CoStar Market Insights: US Employers Added 157,000 Net New Jobs in July, the Nation’s 94th Month of Uninterrupted Jobs Gains
August 3, 2018
Employers added 157,000 net new jobs in July, the nation’s 94th consecutive month of jobs gains, according to Friday’s national employment report released by the Labor Dept.

Although July's jobs report was weaker than analysts expected, both May and June job numbers were revised upwards by 59,000, bringing the three-month average job gain to 224,000 per month. About 18.7 million jobs have been added since October 2010, a monthly average of 199,000.

The unemployment rate ticked down to 3.9 percent after increasing in June due to an expansion of the labor force, as more new workers are now being absorbed into the workforce.

There were few surprises in the distribution of job gains by sector. The large professional and business services sector added 51,000 positions, including 15,900 professional and technical services jobs, and 34,900 jobs were added in administrative and waste services, the majority of which were temporary positions.

Health services added 33,500 positions, of which about half were in hospitals and medical offices, and half in social assistance, such as in-home elderly care.

About 37,000 jobs were added in the manufacturing sector, most of which were in durable goods industries, including fabricated metal products, machinery and transportation equipment.

These manufacturing industries are more exposed than others to the tariffs on aluminum and steel imports imposed in June of this year, but recent heightened trade frictions are a risk to the supply chains and cost structures of many industries, including agriculture and food production.

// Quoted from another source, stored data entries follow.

Issue #769, opened 2015-03-04
[bosh_cli] RFE: Set "--no-color" by default by configuration


cyrille-leclerc:
It would be very nice to be able to specify "`--no-color`" by configuration, if possible with an environment variable, as we can already define `BOSH_USER` and `BOSH_PASSWORD `.

drnic:
If you're interested in adding support, I think
https://github.com/cloudfoundry/bosh/blob/master/bosh_cli/lib/cli/config.rb
is a good place to start (+ an update to the specs + README)

cyrille-leclerc:
Thanks @drnic, I'll try but I am completely new to Ruby and the learning curve has been stiff fore te moment :-)

Enhancing error message of the CLI may be an easier entry point for me.

Anyway, I'll try, thanks!

cppforlife:
makes sense to make an ENV for it. e.g. BOSH_COLOR=false to make it consistent with cf cli?

cyrille-leclerc:
@cppforlife this looks perfect.

filefrog:
I put in pull request #975 for this.

cppforlife:
In CLI 1.3122.0

PR #975, opened 2015-10-11
Support BOSH_COLOR env var for implicit --no-color

filefrog:
If BOSH_COLOR is set to the string "false", then the `bosh' utility will
behave as if the `--no-color` option has been set.  This behavior can be
overridden by also passing `--color` (which takes precedence)

If BOSH_COLOR is not set, or has any other value, the previous default
behavior holds (only do color if we are hooked up to a terminal)

### DIFF
--- a/bosh_cli/lib/cli/runner.rb
+++ b/bosh_cli/lib/cli/runner.rb
@@ -25,8 +25,8 @@ module Bosh::Cli
       @option_parser = OptionParser.new(banner)
 
       Config.colorize = nil
-      if ENV.has_key? "BOSH_COLOR"
-        Config.colorize = ENV["BOSH_COLOR"] == "false"
+      if ENV.has_key?("BOSH_COLOR") && ENV["BOSH_COLOR"] == "false"
+        Config.colorize = false
       end
       Config.output ||= STDOUT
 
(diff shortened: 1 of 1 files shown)


filefrog:
There are no tests for this, since I could find no pre-existing tests for `--no-color` / `--color` options to the bosh utility.

If anyone has any suggestions on the best way to architect such tests, I'm willing to implement them.

filefrog:
Also, this implements #769

bosh_cli/lib/cli/runner.rb
```diff
@@ -25,6 +25,9 @@ def initialize(args, options = {})
       @option_parser = OptionParser.new(banner)
 
       Config.colorize = nil
+      if ENV.has_key? "BOSH_COLOR"
+        Config.colorize = ENV["BOSH_COLOR"] == "false"
```
cppforlife: should colorize be set to true when BOSH_COLOR==false?

filefrog: Hah, yeah that's wrong.  Tests sure would be helpful here :grin:

cppforlife:
In CLI 1.3120.0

Leisure and hospitality added 40,000 jobs, with 26,200 in food services and drinking establishments, as the experiential retail segment of the consumer market continues to grow.

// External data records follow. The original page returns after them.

PR #978, opened 2015-10-13
bosh instances should filter non-failing instances if --failing flag …

zhang-hua:
…is given

[#100344958](https://www.pivotaltracker.com/story/show/100344958)


cppforlife:
Story was rejected: https://www.pivotaltracker.com/story/show/100344958.

Issue #981, opened 2015-10-13
Bosh create release fails when there is a missing directory/file in the jobs dir 


fraenkel:
I was hitting this lovely error
```.../.gem/ruby/2.1.7/gems/bosh_cli-1.3093.0/lib/cli/resources/job.rb:12:in `block in discover': undefined method `<<' for nil:NilClass (NoMethodError)```

The bug is in line 8
        next unless File.directory?(job_base)

It needs to return jobs otherwise you end up with a nil array.

**Comment by allomov** [comment]
did you change sources of `lib/cli/resources/job.rb`? I am confused because error message show that error happen on line 12 and there is no any [code invocation there](https://github.com/cloudfoundry/bosh/blob/stable-3093/bosh_cli/lib/cli/resources/job.rb#L12).

**Comment by allomov** [comment]
@fraenkel really "lovely" behaviour.

I fixed it in this PR https://github.com/cloudfoundry/bosh/pull/983

**Comment by fraenkel** [comment]
Nope, here is a more complete stack
```
/Users/fraenkel/.gem/ruby/2.1.7/gems/bosh_cli-1.3093.0/lib/cli/resources/job.rb:12:in `block in discover': undefined method `<<' for nil:NilClass (NoMethodError)
	from /Users/fraenkel/.gem/ruby/2.1.7/gems/bosh_cli-1.3093.0/lib/cli/resources/job.rb:7:in `each'
	from /Users/fraenkel/.gem/ruby/2.1.7/gems/bosh_cli-1.3093.0/lib/cli/resources/job.rb:7:in `inject'
	from /Users/fraenkel/.gem/ruby/2.1.7/gems/bosh_cli-1.3093.0/lib/cli/resources/job.rb:7:in `discover'
	from /Users/fraenkel/.gem/ruby/2.1.7/gems/bosh_cli-1.3093.0/lib/cli/commands/release/create_release.rb:194:in `build_jobs'
	from /Users/fraenkel/.gem/ruby/2.1.7/gems/bosh_cli-1.3093.0/lib/cli/commands/release/create_release.rb:98:in `create_from_spec'
```

cppforlife:
In CLI 1.3120.0

PR #983, opened 2015-10-14
Fix problem in CLI when jobs folder contain files

allomov:
This PR fixes problem described in this issue https://github.com/cloudfoundry/bosh/issues/981


cppforlife:
In CLI 1.3120.0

The labor participation rate remained flat overall at 62.9 percent, but the rate for prime-aged workers (those between the ages of 25 and 54) continued to climb. That the labor participation rate remains far below pre-recession levels indicates that there may be many more potential workers waiting on the sidelines, even now.

Wage growth, which has been persistently weak over this expansion period, has begun showing some signs of life. Growth in average weekly earnings over a year ago (combining hourly wages with the hours worked per week) remained unchanged from June at 3 percent. This indicator shows a lot of monthly volatility, but the six-month moving average has shown steady improvement since January 2017. And at 3 percent, it is now faster than in any month since March 2011.

While this rate is slower than might be expected during a tight labor market, it still exceeds the rate of inflation, meaning that real weekly wages are on the rise.